Baca artikel IDN Times lainnya di IDN App
Install

Trump Sebut Mojtaba Khamenei Sudah 90 Persen Hilang usai Diserang

Trump Sebut Mojtaba Khamenei Sudah 90 Persen Hilang usai Diserang
Pada 19 Maret 2016, Donald Trump mengadakan rapat umum di Fountain Park, Fountain Hills, Arizona. (Gage Skidmore, CC BY-SA 3.0, via Wikimedia Commons)
Intinya Sih
  • Donald Trump menyatakan kekuatan militer Iran lumpuh dan menyebut Pemimpin Tertinggi baru, Mojtaba Khamenei, sudah 90 persen hilang usai serangan udara AS-Israel.
  • Mojtaba Khamenei belum muncul di publik sejak luka akibat serangan yang menewaskan ayahnya, sementara Iran menegaskan akan membalas kematian sang pemimpin.
  • Eskalasi konflik AS-Iran memanas di Selat Hormuz, mengganggu jalur minyak global dan menggagalkan kesepakatan gencatan senjata sementara.
Disclaimer: This was created using Artificial Intelligence (AI)
Share Article

Jakarta, IDN Times – Presiden Amerika Serikat (AS) Donald Trump mengklaim kekuatan militer Iran telah lumpuh setelah serangan udara yang dilakukan AS bersama Israel. Dalam wawancara dengan Fox News pada Senin (13/7/2026), Trump juga mengatakan Teheran kehilangan para komandan utamanya dan menyebut Pemimpin Tertinggi Iran yang baru, Mojtaba Khamenei, sudah “90 persen hilang”.

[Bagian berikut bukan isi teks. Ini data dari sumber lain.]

PR #1478, opened 2016-12-21
Remove empty AvroKafkaDataWriter

chavdar:


chavdar:

PR #1482, opened 2016-12-21
Move google sources out of gobblin-core

chavdar:
Move google sources from gobblin-core to gobblin-modules/google-ingestion


chavdar:
@abti can you review ?

abti:
There seems to be a conflict with gradle file

PR #1485, opened 2016-12-22
Removing .keep files

aditya1105:
Modified GobblinRuntimeTest and removed .keep files which were added in the first place to add empty directories in the git repo


agepati:
@pcadabam Could you please review?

“Mereka tak memiliki angkatan laut, mereka tak memiliki angkatan udara, semuanya hilang. Sistem pertahanan udara mereka hilang, para pemimpin mereka semua telah terbunuh, para pemimpin terbaik mereka telah terbunuh,” kata Trump, dikutip NDTV, Selasa (14/7/2026).

Media juga menyoroti bahwa Trump sempat keliru menyebut nama Ali Khamenei sebagai “Khomeini”, yaitu pemimpin Revolusi Iran yang wafat pada 1989, sebelum kemudian merujuk kepada Mojtaba Khamenei sebagai penerus kepemimpinan Iran.

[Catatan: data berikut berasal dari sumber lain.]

PR #1487, opened 2016-12-22
Added interfaces for Gobblin broker.

ibuenros:
This PR just adds the interfaces for Gobblin broker.


ibuenros:
@chavdar @ydai1124 can you review? Thanks!

gobblin-utility/src/main/java/gobblin/broker/iface/ScopedSharedResourceFactory.java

1. Mojtaba Khamenei menghilang dari hadapan publik

Pemimpin Tertinggi baru Iran, Mojtaba Khamenei
Pemimpin Tertinggi baru Iran, Mojtaba Khamenei (Hamed Malekpour, Atribusi: Tasnim News Agency, CC BY 4.0, via Wikimedia Commons)

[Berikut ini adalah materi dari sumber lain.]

PR #1489, opened 2016-12-23
ZK/HelixPropertyStore state store

htran1:
@chavdar please take a look.


gobblin-api/src/main/java/gobblin/configuration/ConfigurationKeys.java
```diff
@@ -64,8 +66,8 @@
   public static final String STATE_STORE_DB_PASSWORD_KEY = "state.store.db.password";
   public static final String STATE_STORE_DB_TABLE_KEY = "state.store.db.table";
   public static final String DEFAULT_STATE_STORE_DB_TABLE = "gobblin_job_state";
-  public static final String STATE_STORE_DB_COMPRESSED_VALUES_KEY = "state.store.db.compressedValues";
-  public static final boolean DEFAULT_STATE_STORE_DB_COMPRESSED_VALUES = true;
+  // ZooKeeper state store configuration
```
chavdar: Please move the property definition to ZkStateStore as it is specific to it.

gobblin-modules/gobblin-helix/build.gradle
```diff
@@ -0,0 +1,35 @@
...
+  compile externalDependency.commonsLang
+  compile externalDependency.commonsLang3
+  compile externalDependency.lombok
+  compile externalDependency.reflections
+  compile externalDependency.zkClient
+
+  testCompile externalDependency.testng
+  testCompile externalDependency.curatorTest
+
+  compile files('../../gobblin-cluster/src/main/resources/helix-core-0.6.6-SNAPSHOT.jar')
```
chavdar: Please use a dependency on the 0.6.6 Maven artifact.

gobblin-modules/gobblin-helix/src/main/java/gobblin/metastore/ZkStateStore.java
```diff
@@ -0,0 +1,279 @@
...
+   * @param stateClass The type of state being stored
+   * @throws IOException
+   */
+  public ZkStateStore(String connectString, String storeRootDir, boolean compressedValues, Class<T> stateClass)
+      throws IOException {
+    this.compressedValues = compressedValues;
+    this.stateClass = stateClass;
+
+    ZkSerializer serializer = new ByteArraySerializer();
+    propStore = new ZkHelixPropertyStore<byte[]>(connectString, serializer, storeRootDir);
```
chavdar: Do we allow customization of the configuration of Helix property store or ZK? For example, ZK has connect and session timeouts which may need to be configured.

gobblin-modules/gobblin-helix/src/main/java/gobblin/metastore/ZkStateStore.java
```diff
@@ -0,0 +1,279 @@
...
+  }
+
+  @Override
+  public boolean exists(String storeName, String tableName) throws IOException {
+    String path = formPath(storeName, tableName);
+
+    return propStore.exists(path, 0);
+  }
+
+  private void addStateToOs(DataOutput dataOutput, T state) throws IOException {
```
chavdar: What does "Os" stand for? Could you re-word?

gobblin-modules/gobblin-helix/src/main/java/gobblin/metastore/ZkStateStore.java
```diff
@@ -0,0 +1,279 @@
...
+
+    for (T state : states) {
+      addStateToOs(dataOutput, state);
+    }
+
+    if (!exists(storeName, tableName) && !create(storeName, tableName)) {
+      throw new IOException("Failed to create a state file for table " + tableName);
+    }
+
+    dataOutput.close();
```
chavdar: this should be in a try-resouce block to guarantee the calling of the close() method.

gobblin-modules/gobblin-helix/src/main/java/gobblin/metastore/ZkStateStore.java
```diff
@@ -0,0 +1,279 @@
...
+   * Deserialize data into a list of {@link State}s.
+   * @param data byte array
+   * @param states output list of states
+   * @param stateId optional key filter. Set to null for no filtering.
+   * @throws IOException
+   */
+  private void deserialize(byte[] data, List<T> states, String stateId) throws IOException {
+    if (data != null) {
+      ByteArrayInputStream bais = new ByteArrayInputStream(data);
+      InputStream is = compressedValues ? new GZIPInputStream(bais) : bais;
```
chavdar: I'd consider storing of the compressedValues flag in ZK. Thus we can avoid error scenarios where previosly compressed values are being read with compressedValues == false and vice versa.

gobblin-modules/gobblin-helix/src/main/java/gobblin/metastore/ZkStateStore.java
```diff
@@ -0,0 +1,279 @@
...
+  /**
+   * Deserialize data into a list of {@link State}s.
+   * @param data byte array
+   * @param states output list of states
+   * @param stateId optional key filter. Set to null for no filtering.
+   * @throws IOException
+   */
+  private void deserialize(byte[] data, List<T> states, String stateId) throws IOException {
+    if (data != null) {
+      ByteArrayInputStream bais = new ByteArrayInputStream(data);
```
chavdar: needs to be in a try-resource block and closed at the end.

gobblin-modules/gobblin-helix/src/main/java/gobblin/metastore/ZkStateStore.java
chavdar: Is there any expectation that storeRootDir exists or will ZkHelixPropertyStore create it automatically?

htran1: There is no additional configuration of the timeouts allowed with the Helix property store.  It creates the ZkClient with session timeout of 30 seconds and connect timeout of 60 seconds.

NDTV melaporkan Mojtaba belum pernah terlihat di depan publik sejak mengalami luka dalam serangan udara besar pada 28 Februari 2026 yang juga menewaskan ayahnya, Ayatollah Ali Khamenei. Sorotan terhadap keberadaan dan kondisi kesehatannya semakin menguat setelah ia tak hadir dalam upacara pemakaman kenegaraan sang ayah di Teheran pekan lalu.

Saluran televisi pemerintah Iran sempat menayangkan momen saat tiga putra Ali Khamenei lainnya ikut menyalatkan jenazah bersama jajaran elite politik dan militer. Namun, Mojtaba tidak tampak di sana.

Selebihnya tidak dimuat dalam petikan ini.